The war room takes the form of a two-level windowless building, with the upper level being above ground level and protected by massive concrete walls, while the lower level is below ground level. The building is surmounted by towers containing filtration equipment. The bunker was designed to cope with attacks by weapons of the type used during the atomic bombings of Hiroshima and Nagasaki during World War II.

The development of the hydrogen bomb and the expectation of mutually assured destruction meant that the war room was both inadequately protected, and seen as too small to support the large live-in staff that would be needed after a major nuclear strike.
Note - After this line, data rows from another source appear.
PR #1649, opened 2016-02-17
Add Travis CI badge to README.md

Dominator008:
Also remove trailing whitespaces.

### DIFF
--- a/README.md
+++ b/README.md
@@ -1,13 +1,15 @@
 # Selenium
 
-Selenium is an umbrella project encapsulating a variety of tools and 
-libraries enabling web browser automation. Selenium specifically 
-provides infrastructure for the [W3C WebDriver specification](https://dvcs.w3.org/hg/webdriver/raw-file/tip/webdriver-spec.html) 
-— a platform and language-neutral coding interface compatible with all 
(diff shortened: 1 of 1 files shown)


lukeis:
Thanks for the offer, but Travis is not our main CI, we have another Jenkins instance and only pull requests are run through Travis for Python and ruby changes.

So for now we'd prefer to not have this.

johnjbarton:
FWIW, I think the Travis would be helpful to know that the build known to be failing. As it is, I opened an issue that was probably not useful.  The fact that another CI also runs is fine, but that does not reduce the benefit of the Travis signal as far as I can tell.

cgoldberg:
@lukeis ,
are the jenkins results publicly viewable somewhere?

lukeis:
@cgoldberg http://ci.seleniumhq.org:8080/

Dominator008:
@lukeis https://wiki.jenkins-ci.org/display/JENKINS/Embeddable+Build+Status+Plugin seems to provide a Jenkins CI badge.

cgoldberg:
@lukeis 
are the python tests also run by Jenkins?  I don't see them

lukeis:
@cgoldberg sadly no... they are not.

@Dominator008 will need to bring it up with @juangj to install.

PR #1655, opened 2016-02-17
Send keys optimization.

atanistra:
Change range(len(val) to string iteration.
Remove duplicate for loop.


lukeis:
I'd rather see a change similar to what #1666 is doing... since this code snippet appears to be duplicated and should be consolidated.

lukeis:
merged #1666 instead, thanks for the PR

PR #1666, opened 2016-02-18
[py] send_keys() cleanup

mfalesni:
- Made it possible to ignore files when doing send_keys(). This was bugging me for a long time but now it blocked some of our testing because we type file paths in the UI and they might exist on the testing machine.
- I saw the send_keys()' preprocessing logic is multiplied, so I took it out and separated it to a function.

### DIFF
--- a/py/selenium/webdriver/common/action_chains.py
+++ b/py/selenium/webdriver/common/action_chains.py
@@ -275,10 +275,6 @@ class ActionChains(object):
             element.send_keys(*keys_to_send))
         return self
 
-    def _keys_to_typing(self, value):
-        """DEPRECATED: Wrapper here just in case someone has been using this."""
-        return keys_to_typing(value)
-
     # Context manager so ActionChains can be used in a 'with .. as' statements.
     def __enter__(self):
         return self # Return created instance of self.


py/selenium/webdriver/common/__init__.py
```diff
@@ -14,3 +14,20 @@
 # KIND, either express or implied.  See the License for the
 # specific language governing permissions and limitations
 # under the License.
+from .keys import Keys
```
lukeis: i don't believe it's good form to put functionality in the init file. It seems more appropriate to put it in common/keys.py

py/selenium/webdriver/remote/webelement.py
```diff
@@ -313,25 +317,15 @@ def send_keys(self, *value):
             # file_input.send_keys(os.path.abspath("path/to/profilepic.gif"))
 
         """
+        ignore_files = kwargs.get('ignore_files', False)
         # transfer file to another machine only if remote driver is used
         # the same behaviour as for java binding
-        if self.parent._is_remote:
+        if self.parent._is_remote and not ignore_files:
             local_file = self.parent.file_detector.is_local_file(*value)
```
lukeis: did you look at trying to set the 'file_detector'? this was provided to allow exactly what you're trying to do.

for example if you wanted to disable it:

    from selenium.webdriver.remote import file_detector
    driver.file_detector = file_detector.UselessFileDetector()

    #and then to set it back to default behavior
    driver.file_detector = file_detector.LocalFileDetector()

py/selenium/webdriver/common/__init__.py
mfalesni: Well, actually, I figured out this import is useless as there is no instance of Keys that could be passed to the function as the Keys is just a holder of the values. So I will delete it. Therefore this code is unrelated to the Keys class and if you oppose the package file, I propose putting it into the utils.py file, since it is a utility function breaking things into lists.

py/selenium/webdriver/remote/webelement.py
mfalesni: Hmm, but ... doesn't look very pythonic to me. I have 2 points to this approach:

1) A side effect, affecting the behaviour of a method from different class (driver/element).
2) From programmer's point of view, if a method is named 'send_keys', it should send keys. File upload field handling should get its own method so the files can be handled accordingly. I know this cannot be changed so that is why I added the additional parameter that can make switching of the behaviour more practical and straightforward.

mfalesni: @lukeis So, I solved it for our project, but I was thinking - since it made a pretty awful code IMO (try/finally/if): https://github.com/RedHatQE/cfme_tests/pull/2690/files#diff-54c758ec2117f433d2c05581244ceb74L756

What would you say if I implemented this behaviour as a context manager so one would just do:

```python
with webdriver.file_detector(UselessFileDetector):
    # do something
```

If it did not have such file detector already, it would create it, set it, run the code in the block and then set it back. If it had the same kind of detector already, it would do nothing. This would abstract the behaviour from the try/finally block.

mfalesni:
Weird, python tests passed but Java code exploded.

py/selenium/webdriver/common/action_chains.py
```diff
@@ -274,18 +276,8 @@ def send_keys_to_element(self, element, *keys_to_send):
...
-                typing.append(val)
-            elif isinstance(val, int):
-                val = str(val)
-                for i in range(len(val)):
-                    typing.append(val[i])
-            else:
-                for i in range(len(val)):
-                    typing.append(val[i])
-        return typing
+        """DEPRECATED: Wrapper here just in case someone has been using this."""
```
lukeis: This is a private method, don't need to deprecate, just remove. We'll make mention in the changelog.

lukeis:
Looking good, have you signed the CLA?

mfalesni:
@lukeis I did fill the Google Doc form.

lukeis:
merged as d095cd2a410cbf8ffd95cac9aed364221151f722

PR #1676, opened 2016-02-21
Added an overload of ExecuteJavaScript extension method that returns void

arnonax:

Sometimes I want to execute JavaScript through Selenium, but the script doesn't return a value. Before this change I either had to use the ((IJavaScriptExecutor)IWebDriver).ExecuteScript(myScript, args) or somehow change my script to return something and use the ExecuteJavaScript extension, with the generic argument. 
This change allows to execute JavaScript through the Selenium Extensions without casting and without having to return any value.


arnonax:
Does someone has an estimation for how long it should take to until the change is reviewed, and what are the next steps? (This is a very small change and I submitted it 23 days ago...)

jimevans:
Merged in c824d7b

PR #1677, opened 2016-02-22
fix mixed content in grid console

gregjhogan:
If you have a reverse proxy enforcing HTTPS you get a mixed content error in most modern browsers which blocks pulling down content over HTTP


lukeis:
merged as c46671f96e9be203c627ca1920c23cecfd69c8b1

PR #1683, opened 2016-02-22
Update DefaultWait{T}.cs

Johnsavadkuhi:
if (clock == null)
            {
                throw new ArgumentNullException("clock", "clock cannot be null");
            }


jimevans:
Merged in 0740288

Its principal responsibilities were transferred to a new Regional Seat of Government 6 (RSG-6) at Warren Row near Maidenhead. Some sources suggest that it continued in use as a civil defence communications centre for some period after this transfer.

== University usage ==
After ceasing to be used for civil defence purposes, the war room was taken over by the university and modified as a secure storage facility for use by the university library. In the university's updated development plan, announced in autumn 2007, the bunker was marked as being scheduled for demolition, along with the wartime 'temporary office buildings'. The land was to be used for a car park. However, in March 2009, the building received a Grade II heritage listing and is now protected. Footage from 2001 shown some parts of the war room covered in mould and many leaks. In 2020 a video posted by Youtuber TheSecretVault, shows that many documents that are stored in there have been covered in mould. Also in video some of the original cold war era equipment from the war room is still there.